DATA SUPPLIED.
PR #3588, opened 2020-07-03
CPT with L|U|B ;label failed to be read

PaulWessel:

Read error on records line this:

`10.900	245/45/0	20.10	245/45/0	L	;5o`

Hope to fix inability to select the custom label or the custom numerical value.  The **-B** only gives equidistant values unless we make a second file with custom labels for **-B**.  That is too much trouble since the information is in a CPT.  Will allow the switch via **-S**.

TASK BRIEF. Report each line in the preceding entries that holds the string "label".

RESULT FOR THIS TASK.
CPT with L|U|B ;label failed to be read
Hope to fix inability to select the custom label or the custom numerical value.  The **-B** only gives equidistant values unless we make a second file with custom labels for **-B**.  That is too much trouble since the information is in a CPT.  Will allow the switch via **-S**.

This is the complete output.